Earlier today, Dennis Laffey posted about them, citing a few comments from this blog.  There he discusses the logic of traps, their general value and how we ought to consider them.  My feeling is that he skips over certain factors about traps; factors that we'd rather skip over because, to be frank, they spoil the show.

If we can forget for a moment the irrationality of moving parts still in a state where not only can they function after centuries, but apparently reset themselves, how was this trap even made?


This is screenshot from the movie, just as Indy dives for the floor.  Note the slot on the same floor.  Here's the same shot a split second later:


This is the second blade cutting across the floor [apparently, it's not enough to kneel before god, it's also important to forward roll immediately thereafter ~ I don't remember that move in church, but to see a whole congregation doing it would have been pretty funny].

Where is this light coming from?
Again, how was this trap made?  We get a shot of these wooden gears above what appears to be a pit, but Indy doesn't give this possible accessway a glance.

It's painfully evident from both shots that the center of the blade is equal with the rock face, which means the fulcrum of the blade would have to skim the edge of the rock ~ the need to provide the folcrum with space would have made a huge slot in the rock that would have been immediately obvious.  And where exactly is the mechanism?  Buried in solid rock?  Plus I must point out the glistening quality of the steel, plus the SIZE of the blades, whom someone brilliantly fashioned on an anvil to be so perfectly flat that it would disappear in a slot so narrow it isn't supposed to be visible.
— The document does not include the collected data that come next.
PR #4857, opened 2026-04-24
Free memory used by gss_wrap

### LINKED ISSUE #4856: Memory leak in GSSAPI codepath
The GSSAPI code leaks memory.  Here's an address-sanitizer output:

```
Direct leak of 378 byte(s) in 14 object(s) allocated from:
    #0 0x773c656fd9c7 in malloc ../../../../src/libsanitizer/asan/asan_malloc_linux.cpp:69
    #1 0x773c6559521b in zmq::gssapi_mechanism_base_t::encode_message(zmq::msg_t*) src/gssapi_mechanism_base.cpp:61
    #2 0x773c65599e3a in zmq::gssapi_mechanism_base_t::produce_ready(zmq::msg_t*) src/gssapi_mechanism_base.cpp:302
    #3 0x773c65599e3a in zmq::gssapi_server_t::next_handshake_command(zmq::msg_t*) src/gssapi_server.cpp:55
    #4 0x773c655c8bcd in zmq::stream_engine_base_t::next_handshake_command(zmq::msg_t*) src/stream_engine_base.cpp:459
    #5 0x773c655c44b7 in zmq::stream_engine_base_t::out_event() src/stream_engine_base.cpp:326
    #6 0x773c655961e8 in zmq::io_thread_t::in_event() src/io_thread.cpp:64
    #7 0x773c65595118 in zmq::epoll_t::loop() src/epoll.cpp:183
    #8 0x773c655c1f08 in thread_routine src/thread.cpp:229
    #9 0x773c6565ea41 in asan_thread_start ../../../../src/libsanitizer/asan/asan_interceptors.cpp:234
    #10 0x773c6529caa3 in start_thread nptl/pthread_create.c:447
```

The issue is that the buffer containing the plain-text passed to `gss_wrap` is not freed so every message is leaked.

jake-scott:
Fixes #4856

### DIFF
--- a/src/gssapi_mechanism_base.cpp
+++ b/src/gssapi_mechanism_base.cpp
@@ -66,6 +66,10 @@ int zmq::gssapi_mechanism_base_t::encode_message (msg_t *msg_)
     maj_stat = gss_wrap (&min_stat, context, 1, GSS_C_QOP_DEFAULT, &plaintext,
                          &state, &wrapped);
 
+    free (plaintext_buffer);
+    plaintext.value = NULL;
+    plaintext.length = 0;
+
     zmq_assert (maj_stat == GSS_S_COMPLETE);
     zmq_assert (state);
 


bluca:
This is not right. First of all the buffer is still in use where you are freeing it and you don't null it, and secondly and most importantly, https://salsa.debian.org/debian/krb5/-/blob/master/src/lib/gssapi/generic/rel_buffer.c gss_release_buffer() already frees it later, so this introduces a double-free.

jake-scott:
hey @bluca - what am I missing here?  `plaintext_buffer` is alloced on line 56 and then assigned to `plaintext.value` on line 63.  I don't see that the buffer is ever seen outside of the function that its allocated in nor any `gss_release_buffer` related to it in that function.  (I do see the wrapped - encrypted buffer being freed though, just not the plaintext buffer)

bluca:
Yes I've confused it with the wrapped buffer. Still, better to NUL plaintext.value, just in case

PR #4932, opened 2026-09-16
Problem: no way to fully disable ZMTP 1.0/2.0 fallback

jamesdillonharvey:
A ZMTP engine that receives a greeting not matching a valid ZMTP 3.x signature falls back to unversioned/ZMTP 1.0 or ZMTP 2.0 framing (zmtp_engine.cpp receive_greeting()). That legacy framing has no mechanism negotiation, so any TCP peer that is not a ZMTP client at all (e.g. a **port scanner probing an open port**) can have arbitrary bytes it sends decoded and surfaced as an application message, instead of the connection simply being rejected.

The existing zap_enabled() check in handshake_v1_0_unversioned() / handshake_v1_0() / handshake_v2_0() only closes this gap when ZAP is already configured on the socket (mechanism != NULL, or a non-empty ZAP_DOMAIN) - a NULL-mechanism socket with no ZAP domain set has no protection against this at all.

Solution: add a build-time option, ENABLE_ZMTP_FALLBACK (CMake) / --disable-zmtp-fallback (Autotools), default on (matching current behavior). When disabled, the three legacy handshake paths reject unconditionally, regardless of ZAP/security mechanism configuration.

Adds tests/test_zmtp_fallback_disabled.cpp, built only when the option is disabled, verifying a raw peer sending unversioned ZMTP 1.0 framing (with no ZAP domain configured) is rejected outright rather than having its bytes decoded and delivered.


mrseanmorris:
i've run into this problem myself on different projects i manage. each time we spent a bunch of time in the app layer working around it.

nnog:
Including an opt-in build flag for this seems like a no-brainer to me, and seems like a good hardening option when not using ZAP.

PR #1872, opened 2024-02-22
Fix repeated [arguments...] in usage template in v2

edeustua:
## What type of PR is this?

- bug

This PR fixes a small bug in the `usageTemplate` template, where `[arguments ...]` would
be printed even if `command.Args == false` and would be printed twice otherwise.

None yet. I can create one.

Very simple thing. No need for much.

## Testing

Visually. It is only a rendering issue.

## Release Notes`

```release-note
Fixes a repeating [arguments...] string in the usageTemplate
```

### DIFF
--- a/app_test.go
+++ b/app_test.go
@@ -167,6 +167,7 @@ func ExampleApp_Run_commandHelp() {
 				Aliases:     []string{"d"},
 				Usage:       "use it to see a description",
 				Description: "This is how we describe describeit the function",
+				Args:        true,
 				Action: func(c *Context) error {
 					fmt.Printf("i like to describe things")
 					return nil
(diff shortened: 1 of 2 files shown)


Juneezee (commented):
I think this has been addressed in commit https://github.com/urfave/cli/commit/bda5fdd70f625b4b53f88a40c0b733237e2ca70a on the `main` branch already.

edeustua:
> I think this has been addressed in commit [bda5fdd](https://github.com/urfave/cli/commit/bda5fdd70f625b4b53f88a40c0b733237e2ca70a) on the `main` branch already.

This is true. However, it hasn't been fixed in v2. That's why this PR is targeting v2-maint.

edeustua:
Sure. I'll push tonight.

dearchap (approved):

edeustua:
> > So one needs to add `.local/bin` to the `PATH`. That would be a nice thing to add to `CONTRIBUTING.md` along with the actual requirements, i.e. `gfmrun` and `goimports`.
> 
> Actually a simple `make` would have sufficed. It does all the heavy lifting for you.

That actually didn't work for me. Should I investigate further?

PR #1903, opened 2024-05-01
Include flag descriptions when using zsh completion

Toalaah:
## What type of PR is this?

- feature

This PR ensures that flags' `Usage` fields are included when using zsh completion (if their description is non-empty). This functionality is in line with how this is handled for command completion, see https://github.com/urfave/cli/blob/043b774d0f2c64d2ed4e22e87c2f6ec54bfcb30b/help.go#L163

### Without Changes
without-desc

### With changes 
with-desc

## Testing

I tested these changes locally against a CLI tool that I am migrating to urfave/cli/v3. I also ran `make test` and encountered no errors, but then again I also did not add any test cases (would be open to doing so if this feature is desired).

## Release Notes

```release-note
Flag usage fields are now included when using zsh completion
```

### DIFF
--- a/help.go
+++ b/help.go
@@ -192,6 +192,11 @@ func printFlagSuggestions(lastArg string, flags []Flag, writer io.Writer) {
 			continue
 		}
 
+		usage := ""
+		if docFlag, ok := flag.(DocGenerationFlag); ok {
+			usage = docFlag.GetUsage()
+		}
+
 		name := strings.TrimSpace(flag.Names()[0])
 		// this will get total count utf8 letters in flag name
 		count := utf8.RuneCountInString(name)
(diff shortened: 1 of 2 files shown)


bartekpacia:
Hi @Toalaah! Thank you very much for the contribution :)

bartekpacia (approved):
LGTM.

bartekpacia:
@meatballhat @Juneezee What should be done when codecov fails, like in this PR?

Juneezee:
> @meatballhat @Juneezee What should be done when codecov fails, like in this PR?

@bartekpacia I think the simplest way would be adding a test case for `zsh` in `TestDefaultCompleteWithFlags`

https://github.com/urfave/cli/blob/043b774d0f2c64d2ed4e22e87c2f6ec54bfcb30b/help_test.go#L1079-L1083

Toalaah:
Thanks for the hint, added some zsh-specific test cases. Looks like codecov is no longer complaining.

bartekpacia:
Thanks a lot :-)

PR #1919, opened 2024-06-02
Fix:(issue_1916) Add additional check for --

### LINKED ISSUE #1916: Should I expect completion of nested command's flags to work?
### Discussed in https://github.com/urfave/cli/discussions/1915

<div type='discussions-op-text'>

<sup>Originally posted by **ldelossa** May 25, 2024</sup>
Hello, 

I have a root command called 'cmd'. 
Now I have a sub command hanging off this called "sub-command".
The cli.Command for "sub-command" defines 2 flags "--a, --b".
All commands have the "EnableShellCompletion" boolean set to true. 

I'm using `zsh`. Should I expect to see completion for `cmd subcommand --<Tab>`. 
My assumption was to see completion for `--a, --b` but instead the only completion I get is for `--h, -help` essentially.</div>

dearchap:
## What type of PR is this?

_(REQUIRED)_

- bug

But ... NONE of that matters, because it isn't supposed to matter.  We're supposed to overlook it, because this is fantasy adventure, because the Grail isn't real either, so who really gives a shit?  The film insists that we are supposed to just go with it, because it's fun.

But here's the thing.  The Last Crusade spends about half an hour of screen time doing everything it can to feed the theory that the Cup, for all it's magical properties, is real.  We're fed a steady stream of semi-literate history, we're pounded with the magnificent genius of these two archeologists, his dad's life work, the incredible research it took to get the diary together, the necessity to have this profoundly detailed and researched diary ... all to feed our sense of immersion and believability.  And after all that, we're shown these two ridiculous blades and told, "Hey, look, fuck it, it's fun, don't pay too much attention."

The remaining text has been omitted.